PROBLEM: From the records below, copy each line in which the string "throws" occurs.

LISTED RECORDS:
PR #48, opened 2023-08-12
IA-4489: setCookie endpoint should check user enablement and ToS

rtitle:
JIRA: https://broadworkbench.atlassian.net/browse/IA-4489

### What
- Add `SamResourceClient.isUserEnabled` method and call it from the `setCookie` endpoint
- Added unit test coverage for `setCookie`
- Improvements to `SamResourceClient` -- instantiate a new client for each request but use shared thread pool

### Why
- During security review, determined that `setCookie` was not validating Terra user enablement/ToS. We previously fixed a similar issue in the Leo-proxy implementation of `setCookie`.

### Testing strategy
- ✅  Unit test coverage of setCookie for enabled/disabled users
- (TODO) test on a BEE

### DIFF
--- a/service/src/main/java/org/broadinstitute/listener/relay/http/ListenerConnectionHandler.java
+++ b/service/src/main/java/org/broadinstitute/listener/relay/http/ListenerConnectionHandler.java
@@ -43,17 +43,13 @@ public class ListenerConnectionHandler {
   }
 
   public boolean isSetCookie(RelayedHttpListenerRequest listenerRequest) {
-    var isSetCookieRequest =
-        listenerRequest.getHttpMethod().equals("GET")
-            && Utils.isSetCookiePath(listenerRequest.getUri());
-    return isSetCookieRequest;
+    return listenerRequest.getHttpMethod().equals("GET")
+        && Utils.isSetCookiePath(listenerRequest.getUri());
   }
 
   public boolean isStatus(RelayedHttpListenerRequest listenerRequest) {
-    var isStatusRequest =
-        listenerRequest.getHttpMethod().equals("GET")
-            && Utils.isStatusPath(listenerRequest.getUri());
-    return isStatusRequest;
+    return listenerRequest.getHttpMethod().equals("GET")
+        && Utils.isStatusPath(listenerRequest.getUri());
   }
 
   public boolean isRelayedWebSocketUpgradeRequestAcceptedByInspectors(
--- a/service/src/main/java/org/broadinstitute/listener/relay/http/ListenerConnectionHandler.java
+++ b/service/src/main/java/org/broadinstitute/listener/relay/http/ListenerConnectionHandler.java
@@ -37,23 +37,23 @@ public class ListenerConnectionHandler {
     return this.inspectorsProcessor.isRelayedHttpRequestAccepted(listenerRequest);
   }
 
-  public boolean isNotPreflight(RelayedHttpListenerRequest listenerRequest) {
+  public boolean isPreflight(RelayedHttpListenerRequest listenerRequest) {
     // TODO: security enhancements, validate origin is valid
-    return !listenerRequest.getHttpMethod().equals("OPTIONS");
+    return listenerRequest.getHttpMethod().equals("OPTIONS");
   }
 
-  public boolean isNotSetCookie(RelayedHttpListenerRequest listenerRequest) {
+  public boolean isSetCookie(RelayedHttpListenerRequest listenerRequest) {
     var isSetCookieRequest =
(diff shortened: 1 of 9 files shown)


service/src/main/java/org/broadinstitute/listener/relay/http/RelayedHttpRequestProcessor.java
```diff
@@ -157,51 +163,59 @@ public Result writeSetCookieResponse(RelayedHttpListenerContext context) {
...
+          String.format(
+              "Origin %s not allowed. Error Code: RHRP-002",
+              requestHeaders.getOrDefault("Origin", "")));
+      return Result.FAILURE;
+    }
 
-        var oauthInfo = tokenChecker.getOauthInfo(authToken.get());
+    try {
+      // Check Sam enablement
+      var enabled = samResourceClient.isUserEnabled(authToken.get());
```
rtitle, line 185: Some refactoring in this method, but the Sam check is the only new thing.

service/src/main/java/org/broadinstitute/listener/relay/inspectors/SamResourceClient.java
```diff
@@ -1,34 +1,39 @@
...
 import org.slf4j.Logger;
 import org.slf4j.LoggerFactory;
 import org.springframework.cache.annotation.Cacheable;
 
 public class SamResourceClient {
+  private final String samUrl;
   private final String samResourceId;
   private final String samResourceType;
   private final TokenChecker tokenChecker;
-  private final ApiClient samClient;
```
rtitle, line 16: I was thinking reusing an `ApiClient` could cause thread safety issues since we're calling `setAccessToken` for every request. I changed it to instantiate an `ApiClient` for each request, but use a common thread pool. [WSM](https://github.com/DataBiosphere/terra-workspace-manager/blob/main/service/src/main/java/bio/terra/workspace/service/iam/SamService.java#L100) and [BPM](https://github.com/DataBiosphere/terra-billing-profile-manager/blob/main/service/src/main/java/bio/terra/profile/service/iam/SamService.java#L449) work the same way.

service/src/test/java/org/broadinstitute/listener/relay/http/RelayedHttpRequestProcessorTest.java
```diff
@@ -272,6 +278,66 @@ void writeStatusReponse_notOk() throws IOException {
     }
   }
 
+  @Test
```
rtitle, line 281: Didn't seem like there were existing tests for `setCookie` so I added some.

service/src/main/java/org/broadinstitute/listener/relay/transport/RelayedRequestPipeline.java
```diff
@@ -80,12 +80,18 @@ public void registerHttpExecutionPipeline(Scheduler scheduler) {
     listenerConnectionHandler
         .receiveRelayedHttpRequests()
         .publishOn(scheduler)
-        .filter(c -> listenerConnectionHandler.isNotPreflight(c.getRequest()))
```
rtitle, line 83: The sequence of negative checks were getting a little confusing, so changed it to a `handle` call.

rtitle:
I finally tested this on a BEE and it is working I think. Tested with an enabled user, then disabled and verified `setCookie` no longer works. Requesting some reviews.

service/src/main/java/org/broadinstitute/listener/relay/http/ListenerConnectionHandler.java
```diff
@@ -37,23 +37,19 @@ public boolean isRelayedHttpRequestAcceptedByInspectors(
     return this.inspectorsProcessor.isRelayedHttpRequestAccepted(listenerRequest);
   }
 
-  public boolean isNotPreflight(RelayedHttpListenerRequest listenerRequest) {
+  public boolean isPreflight(RelayedHttpListenerRequest listenerRequest) {
```
LizBaldo, line 40: Death to double negatives! Thanks 😅

service/src/main/java/org/broadinstitute/listener/relay/transport/RelayedRequestPipeline.java
rtitle: I think the `if-statement-in-handle` is equivalent to a chain of `filter..doOnDiscard` in reactor-core. Just felt easier to read to me.

The added Sam call in `/setCookie` could impact performance… but we do it in Leo too, it's cached, and from the UI the `setCookie` call still felt instantaneous to me. 🤷

PR #52, opened 2024-01-04
[IA-4756] update to latest terra common library

LizBaldo:
### What
- It was not too too bad in the end, I just had to publish a new TCL with this fix https://github.com/DataBiosphere/terra-common-lib/pull/129

### Why
- Upgrade to latest TCL that provides a secure version of logback-core

### Testing strategy
- [ ]


cpate4 (approved):
compiles and "tests" pass - :shipit:

PR #54, opened 2024-01-09
build(IA-4442): enforce spotless check in CI

cpate4:
### What
- enforce spotless check in CI, and
- format code when development mode

### Why
- enforces consistency with code styling 

### Testing strategy
- [x] validated that `./gradlew javaCompile` will format the code locally, and
- [x] checked in invalid code on this branch to see build fail

### DIFF
--- a/service/tooling.gradle
+++ b/service/tooling.gradle
@@ -20,7 +20,9 @@ tasks {
 
 	compileJava {
 		options.compilerArgs.add("-Aimmutables.gradle.incremental")
-		// https://broadworkbench.atlassian.net/browse/IA-4442
+
+		// enforce consistency in CI environment, and
+		// enable auto-format in development environment
 		if (isCiServer) {
 			dependsOn(spotlessCheck)
 		} else {
--- a/service/tooling.gradle
+++ b/service/tooling.gradle
@@ -12,8 +12,6 @@ spotless {
 	}
 }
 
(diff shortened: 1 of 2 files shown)


service/tooling.gradle
```diff
@@ -18,7 +18,15 @@ idea.module.downloadJavadoc = true
 
 // Immutables has incremental compilation disabled by default
 tasks {
+	boolean isCiServer = System.getenv().containsKey("CI")
+
 	compileJava {
 		options.compilerArgs.add("-Aimmutables.gradle.incremental")
+		// https://broadworkbench.atlassian.net/browse/IA-4442
```
LizBaldo, line 23: I would not link the ticket, but instead would leave a comment to explain that we want the build to fail on CI if the code is not formatted properly. We can always find the original ticket by looking into the git history since you named the branch with the ticket number

LizBaldo (approved):
Small nit comment but otherwise lgtm! Glad the pseudocode in the ticket was useful

service/tooling.gradle
cpate4: ok

cpate4:
... here is [the failing CI-build](https://github.com/DataBiosphere/terra-azure-relay-listeners/actions/runs/7462243245/job/20304115345?pr=54)!

PR #56, opened 2024-01-19
AJ-1550: logging and health check for HybridConnectionListener

davidangb:
## Summary of changes:
Adds a new `hybridConnectionListenerHealth` health check, via Actuator, to the k8s liveness probe. This health check echoes the state of `HybridConnectionListener.isOnline()`, which is part of the `azure-relay` library.

### Why
It seems that if the listener runs into certain errors - specifically, we've seen problems with `java.util.concurrent.TimeoutException: DNS timeout 15000 ms` - the listener's connections hang and stop responding.

This PR adds the listener's online state to the actuator health check. In theory, this would allow k8s to kill the listener pod and restart a new pod. This is drastic, but it could kick the listener connection back to a good place.

-

### Testing strategy
- [x] Added a unit test that verifies `HybridConnectionListener.isOnline()` affects the liveness probe
- [ ] Needs manual testing, in a real AKS environment, to see if `HybridConnectionListener.isOnline()` is reliable and goes down in the use cases we are seeing. See [this comment](https://github.com/DataBiosphere/terra-azure-relay-listeners/pull/56#pullrequestreview-1836825305)

### DIFF
--- a/service/src/main/java/org/broadinstitute/listener/config/AppConfiguration.java
+++ b/service/src/main/java/org/broadinstitute/listener/config/AppConfiguration.java
@@ -19,7 +19,6 @@ import org.broadinstitute.listener.relay.inspectors.SetDateAccessedInspectorOpti
 import org.broadinstitute.listener.relay.inspectors.TokenChecker;
 import org.broadinstitute.listener.relay.transport.DefaultTargetResolver;
 import org.broadinstitute.listener.relay.transport.TargetResolver;
-import org.broadinstitute.listener.relay.wss.WebSocketConnectionsRelayerService;
 import org.slf4j.Logger;
 import org.slf4j.LoggerFactory;
 import org.springframework.beans.factory.annotation.Autowired;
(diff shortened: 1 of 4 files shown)


service/src/main/java/org/broadinstitute/listener/config/AppConfiguration.java
```diff
@@ -77,14 +79,23 @@ public RelayedHttpRequestProcessor relayedHttpRequestProcessor(
...
-        tokenProvider);
+    HybridConnectionListener hybridConnectionListener =
+        new HybridConnectionListener(
+            new URI(connectionParams.getEndpoint().toString() + connectionParams.getEntityPath()),
+            tokenProvider);
+
+    hybridConnectionListener.setOfflineHandler(
+        t -> logger.warn("HybridConnectionListener is now offline"));
+    hybridConnectionListener.setOnlineHandler(
+        () -> logger.warn("HybridConnectionListener is now online"));
```
cjllanwarne, line 96: Maybe also have some custom counter metric emitted?

rtitle (commented):
This looks convincing to me. Is there a good way to test it? Maybe we could simulate the case by deleting the hybrid connection for a valid listener, and verify the health check fails and k8s restarts the pod..

service/src/main/resources/application.yml
```diff
@@ -98,5 +98,8 @@ management:
     health:
       enabled: true
       probes.enabled: true
+      group:
+        liveness:
+          include: livenessState,hybridConnectionListenerHealth
```
davidangb, line 103: the liveness probe currently returns the abbreviated `{"status": "UP"}` or `{"status": "DOWN"}`. We could add `show-details: ALWAYS` here so it shows the individual statuses of each of the `livenessState` and `hybridConnectionListenerHealth` subsytems.

service/src/main/java/org/broadinstitute/listener/config/AppConfiguration.java
davidangb: I like this idea! It definitely blows up scope of this PR, though, since prometheus and metrics are not currently enabled in this codebase. If we wanted to enable prometheus/metrics, I'd suggest blowing up scope even further and upgrade to Spring Boot 3 first, since a bunch of metrics stuff changed between 2 and 3.

yuliadub (approved):

rtitle (approved):

service/src/test/java/org/broadinstitute/listener/relay/http/AvailabilityTest.java
```diff
@@ -71,4 +87,44 @@ void livenessState() throws Exception {
...
+   * @throws Exception on exception in the test
+   */
+  @Test
+  void hybridConnectionListenerHealth() throws Exception {
+    // livenessState and liveness probe should both be ok, to start
+    assertThat(
+        "Liveness state should be CORRECT",
+        applicationAvailability.getLivenessState(),
+        equalTo(LivenessState.CORRECT));
+    ResultActions result = mvc.perform(get("/actuator/health/liveness"));
```
jladieu, line 104: Is `result` leftover/redundant code?  It looks identical to `livenessResult` but with a less specific name.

ANSWER FOR THIS EXERCISE:
@@ -272,6 +278,66 @@ void writeStatusReponse_notOk() throws IOException {
@@ -71,4 +87,44 @@ void livenessState() throws Exception {
+   * @throws Exception on exception in the test
+  void hybridConnectionListenerHealth() throws Exception {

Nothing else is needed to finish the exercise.